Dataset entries
====

PR #1508, opened 2020-01-16
WIP feature/dask-support

JacksonMaxfield:
## Description
Dask clients and concurrent futures executors have the same API of submit and map (Specifically designed to be that way). As more and more people are starting to use dask in data engineering and modeling workloads, the problem that arises is it is common for single dask workers to only have a few cores / threads. Instead of utilizing a single workers available resources we can call out to the scheduler that we want to distribute our jobs to the available cluster.

I wasn't able to fully get it working but would love eyes to see if I am missing something.

## TODO

Use this section for work-in-progress pull requests. If you're using this section,
please tag your PR "WIP". 

- [ ] Unit Tests
- [x] Documentation
- [ ] Fix conflict with #2

### DIFF
--- a/api/python/quilt3/data_transfer.py
+++ b/api/python/quilt3/data_transfer.py
@@ -1,29 +1,26 @@
-from collections import deque
-from codecs import iterdecode
-from concurrent.futures import ThreadPoolExecutor
-from enum import Enum
 import hashlib
 import pathlib
 import shutil
-from threading import Lock
-from typing import List, Tuple
 import warnings
+from codecs import iterdecode
+from collections import deque
+from concurrent.futures import ThreadPoolExecutor
+from enum import Enum
+from threading import Lock
+from typing import List
 
+import boto3
+import jsonlines
+from boto3.s3.transfer import TransferConfig
 from botocore import UNSIGNED
 from botocore.client import Config
 from botocore.exceptions import ClientError
-import boto3
-from boto3.s3.transfer import TransferConfig
-from s3transfer.utils import ChunksizeAdjuster, OSUtils, signal_transferring, signal_not_transferring
-
-import jsonlines
+from s3transfer.utils import (ChunksizeAdjuster, OSUtils,
+                              signal_not_transferring, signal_transferring)
 from tqdm import tqdm
 
 from .session import create_botocore_session
 from .util import PhysicalKey, QuiltException
-
-
-
 
 
 class S3Api(Enum):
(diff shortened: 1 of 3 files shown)


api/python/quilt3/data_transfer.py
```diff
@@ -1,31 +1,28 @@
...
 from botocore import UNSIGNED
 from botocore.client import Config
 from botocore.exceptions import ClientError
-import boto3
-from boto3.s3.transfer import TransferConfig
-from s3transfer.utils import ChunksizeAdjuster, OSUtils, signal_transferring, signal_not_transferring
-
-import jsonlines
+from s3transfer.utils import (ChunksizeAdjuster, OSUtils,
+                              signal_not_transferring, signal_transferring)
```
JacksonMaxfield: My editor auto-sorted the imports 🤷‍♀

api/python/setup.py
```diff
@@ -1,13 +1,13 @@
 import os
```
JacksonMaxfield: I noticed in the contributing documentation that you had an invalid pip install command so I rearranged how the deps are setup and changed the docs to be more accurate. (At least from what I can tell)

api/python/quilt3/data_transfer.py
```diff
@@ -444,8 +473,10 @@ def _copy_file_list_internal(file_list, message, callback):
 
     s3_client_provider = S3ClientProvider()  # Share provider across threads to reduce redundant public bucket checks
 
-    with tqdm(desc=message, total=total_size, unit='B', unit_scale=True) as progress, \
-         ThreadPoolExecutor(s3_transfer_config.max_request_concurrency) as executor:
+    # Get the appropriate executor
+    executor = _get_executor(s3_transfer_config.max_request_concurrency)
```
dimaryaz: You should still use `with` here, to ensure the executor gets closed. You can probably make it work using `@contextmanager`.

api/python/quilt3/data_transfer.py
```diff
@@ -512,6 +543,9 @@ def done_callback(value):
 
     assert all(results)
 
+    # Close the executor
+    _close_executor(executor)
```
dimaryaz: Should be done before the `assert`. (Though bringing back `with` will make this go away, anyway.)

api/python/quilt3/data_transfer.py
```diff
@@ -811,8 +845,9 @@ def _process_url(src, size):
                         progress.update(len(chunk))
             return hash_obj.hexdigest()
 
-        with ThreadPoolExecutor() as executor:
-            results = executor.map(_process_url, src_list, sizes)
+        executor = _get_executor()
```
dimaryaz: Same here

api/python/setup.py
```diff
@@ -70,24 +91,12 @@ def run(self):
...
-            'responses',
-            'tox',
-            'detox',
-            'tox-pytest-summary',
-        ],
+        'pyarrow': pyarrow_requires,
+        'tests': test_requires,
+        'all': [
+            *pyarrow_requires,
+            *test_requires,
```
dimaryaz: Technically, `tests` includes all of `pyarrow` dependencies, so this isn't really needed... But if you think it's cleaner this way, then sure.

api/python/quilt3/data_transfer.py
```diff
@@ -429,6 +426,38 @@ def __init__(self, s3_client_provider, progress, done, run):
...
+    # (Specifically designed to be that way)
+    # As more and more people are starting to use dask in data engineering and modeling
+    # workloads, the problem that arises is it is common for single dask workers to
+    # only have a few cores / threads.
+    # Instead of utilizing a single workers available resources we can call out to
+    # the scheduler that we want to distribute our jobs to the available cluster.
+    # https://docs.dask.org/en/latest/futures.html#start-dask-client
+
+    # Check if this function is running in a dask worker
+    try:
```
dimaryaz: Not sure if picking up dask automatically is a good idea. Probably safer to use a config option?

Also, what about unit tests?

api/python/quilt3/data_transfer.py
JacksonMaxfield: Good idea!

api/python/quilt3/data_transfer.py
JacksonMaxfield: I couldn't get the unit tests working with this change which is why I marked it as a WIP PR. as soon as I get them working for the base case of threadpoolexecutor I will add tests for dask worker case.

What about an env variable?
`QUILT_USE_DASK=True`?

JacksonMaxfield:
Closing PR for now. Will try to get this working again at a later time point as this is still incredibly valuable.

PR #1543, opened 2020-02-21
Index parquet metadata (incl schema)

akarve:


lambdas/es/indexer/index.py
```diff
@@ -87,7 +87,8 @@ def get_contents(bucket, key, ext, *, etag, version_id, s3_client, size):
                 s3_client=s3_client,
                 version_id=version_id
             )
-            content = extract_parquet(get_bytes(obj["Body"], compression), as_html=False)[0]
+            body, info = extract_parquet(get_bytes(obj["Body"], compression), as_html=False)
+            content = trim_to_bytes(f"{str(info)}\n{body}", ELASTIC_LIMIT_BYTES)
```
kevinemoore: Ideally, we'd fold the schema into an expanded system_meta, but this is a good first step.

====

**Task objective**: Go through the entries and report every line with the string "opened".

**Expected answer**:
PR #1508, opened 2020-01-16
PR #1543, opened 2020-02-21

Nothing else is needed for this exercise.